Travel

4 Books About Adventures Abroad

A House in the Sky

Faraway lands filled with exotic accents and mysterious strangers—one of the pleasures of reading is that it takes us places we might never see otherwise. While in real life I’ve only managed to see Europe twice, “armchair traveling” has let me journey across all seven continents—without the jet lag. This summer, pull up your own chair and take a trip abroad with one of these books.

Lords of Corruption, by Kyle Mills
Josh Hagerty has a brand-new MBA, a mountain of student debt, and no job prospects. When a shadowy aid organization called New Africa offers him a post, Josh is suspicious at first, wondering why they would want a guy who’s never done aid work. Desperate for a job and seduced by the “you can make a difference” speech, he accepts. But no sooner has Josh’s plane landed in Africa (although the country is never named) than he realizes he’s in trouble.

The country’s two tribes, the Yvimbo and the Xhisa, hate each other with a ferocity that echoes the Hutus and Tutsis in 1990s Rwanda. And just like that real-life conflict, this one soon erupts into genocide, with Josh and a beautiful Scandinavian aid worker trapped in the middle. Meanwhile, New Africa is raking in the dough as a “nonprofit” group. Will Josh live long enough to tell the world the truth? An action-packed and all-too-believable thriller.

A Paris Apartment, by Michelle Gable
Surely we’ve all had this daydream: one day the boss calls us into his office and asks us to go spend a month in Paris. For April Vogt, the offer is not only a daydream-come-true, but a much needed escape. At home, her husband is cheating on her and her personal life is coming apart. Before you can say crêpes suzette, she is on the plane.

April’s assignment is to appraise the furnishings of an apartment sealed up and abandoned during WWII. Untouched for 70 years, it’s an auctioneer’s treasure trove, packed with furniture and paintings from the Belle Epoque, but that’s not all. The apartment’s real treasure is its previous resident, the glamorous courtesan Marthe. When April discovers Marthe’s diaries, she is soon drawn into the mystery of the other woman’s life, and the secrets her apartment still holds.

The Quiet American, by Graham Greene
“After dinner I sat and waited for Pyle in my room over the rue Catinat; he had said, ‘I’ll be with you at latest by ten,’ and when midnight struck I couldn’t stay quiet any longer and went down into the street.” As first sentences go, this has got to be one of my all-time favorites. Even now, after years of loving this book, I read it and get goose bumps.
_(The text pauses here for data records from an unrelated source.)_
PR #194, opened 2019-09-20
amam/reset_password [WIP]

mustofa-binary:
# Description

add reset password flow

Changes:

- add '/reset-password' page
- add nav-static and layout-static component
- call verify email for reset password
- add '/choose-password' page
- call reset password api

## Type of change

-   [ ] Bug fix
-   [x] New feature
-   [ ] Breaking change
-   [ ] Dependency update


gatsby-browser.js
```diff
@@ -6,11 +6,18 @@ import isMobile from './src/common/os-detect'
 import './src/components/localization/config'
 import 'typeface-ibm-plex-sans'
 
+const browser = typeof window !== 'undefined' && window
```
oskar-binary:
```suggestion
const is_browser = typeof window !== 'undefined' && window
```

PR #202, opened 2019-09-25
arash/DTrade static

arash-fs:
# Description

Summary of the change and/or issue that is fixed.

Changes:

-   fixes issue with item
-   ...

## Type of change

-   [ ] Bug fix
-   [ ] New feature
-   [ ] Breaking change
-   [ ] Dependency update
-   [ ] This change requires a documentation update

PR #205, opened 2019-09-26
amam|kelly/dbot_page

kelly-binary:


arash-fs:
- in `how it works` section we should render a video there, I'm working on it in this https://github.com/binary-com/deriv-com/pull/202.
- in `Get integrated help` the margins is not the same as the Zeplin.
- `go to live demo` color does not match the Zeplin.

arash-fs:
@mustofa-binary BTW, I create a component which handles the video

PR #214, opened 2019-09-30
arash/Newdmt5

arash-fs:
# Description

Changes:

-   fixes issue with item
-   ...

## Type of change

-   [ ] Bug fix
-   [ ] New feature
-   [ ] Breaking change
-   [ ] Dependency update


src/pages/dmt5/_dtrader-video.js
```diff
@@ -0,0 +1,282 @@
...
+`
+const VideoWrapper = styled.div`
+    grid-area: video;
+    margin-top: 4rem;
+    position: relative;
+    text-align: center;
+    display: flex;
+    justify-content: center;
+`
+// const MacbookFrame = styled(MacBook)`
```
oskar-binary: Why all this commented out code? if it's not needed please remove it as we can always retrieve it from our source control if we need it in the future.

PR #230, opened 2019-10-02
Sara / Fixdesign

sara-fs:
# Description

Changes:

-   fixes issue with item
-   ...

## Type of change

-   [ ] Bug fix
-   [ ] New feature
-   [ ] Breaking change
-   [ ] Dependency update


arash-fs:
The cards are not aligned in the mobile view.
you should define a different template for mobile from the desktop in css grid

arash-fs:
@sara-fs Please check the titles

src/components/layout/footer.js
```diff
@@ -165,8 +165,8 @@ const RiskNote = styled.section`
     }
 `
 const FooterStyledLink = styled(StyledLink)`
+    font-size: ${props => (props.edgeIssue ? '1.39rem' : '1.4rem')};
```
mustofa-binary: please use text-size from variables.js as fallback

PR #246, opened 2019-10-07
Oskar/home page changes

oskar-binary:
* New homepage design

* New Carousel

* Ticker: should show 7 forex 3 volatilities - if forex is closed show 7 volatilities 3 forex where forex has a static value of last open value


src/components/elements/carousel.js
```diff
@@ -1,88 +1,230 @@
...
-    & > svg {
-        position: absolute;
-        right: 2rem;
-        bottom: 2rem;
+    div {
+        display: flex;
+        align-items: center;
+        margin-top: 3rem;
+        width: 100%;
+
```
mustofa-binary:
```suggestion
            /* TODO: use <Text /> component instead */
```

PR #274, opened 2019-10-16
amam/fix_localize

mustofa-binary:
# Description

- fix tricky strings cant be translated

Changes:

- use localize inside of the one called the array in help centre and carousel component
- dont go back to homepage after switch language
-- add non greedy regex to match currentpath to the new language path

## Type of change

-   [x] Bug fix
-   [ ] New feature
-   [ ] Breaking change
-   [ ] Dependency update


src/components/layout/nav.js
```diff
@@ -199,18 +197,19 @@ const Nav = () => {
...
-                        </NavRightContainer>
+                        <Button onClick={handleLogin} primary>
+                            <span>{localize('Log in')}</span>
+                        </Button>
+                        <SignupButton
+                            secondary
+                            onClick={toggleModal}
+                            move={show_button}
+                            ref={button_ref}
+                            width={button_ref}
```
oskar-binary: We only need to pass the ref once and then use the ref inside signupButton to get the width

src/components/localization/language-switcher.js
```diff
@@ -31,12 +31,36 @@ class LanguageSwitch extends Component {
...
+                can be something like /es/about/
+                or just /about/
+                or just /
+            
+            */
+            const current_path = window.location.pathname
+            let destination_path = path
+
+            const current_lang = localStorage.getItem('i18n') || 'en'
+            if (current_lang === 'en') {
```
oskar-binary:
```suggestion
            if (value === '/en') {
```

mustofa-binary: value is the destination path, meanwhile, we want to know the what is the current url path

oskar-binary: line 47 value={`/${this.state.language}`}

The narrator, Fowler, is a middle-aged journalist in Saigon desperately in love with his Vietnamese mistress. She falls for a young American named Pyle, thus setting all the pieces in motion for a classic tragedy. To make matters worse, guerillas are bombing the cafes, and not-so-quiet Pyle has come to Vietnam with an agenda of his own. Though it includes elements of both thriller and mystery, The Quiet American is above all a love story, and an unpredictable one at that.

A House in the Sky, by Amanda Lindhout
You may remember the news story: in 2008, freelance photojournalist Lindhout was kidnapped in Somalia and held captive for over a year. Her memoir of the ordeal is bold, blunt, and surprisingly uplifting. The title refers to the place in her mind where she’d go when her suffering became too much. How many of us would show the same sort of courage in disaster? For that alone, Lindhout is inspiring.

She is also extremely likable. Early chapters where she fills in her backstory (chapters which, in some books, I might be tempted to skip) are just as riveting as her captivity. In the cutthroat world of news reporting, Lindhout was truly a self-made woman. Having neither a journalism degree nor contacts, she made her own breaks by intentionally covering the most dangerous spots in the world, including Iraq. By the time disaster strikes and she is seized by armed men in the Somali desert, we know her well enough to lay pretty good odds on her survival. A fast-paced, tightly written memoir.

What adventurous reading are you doing this summer?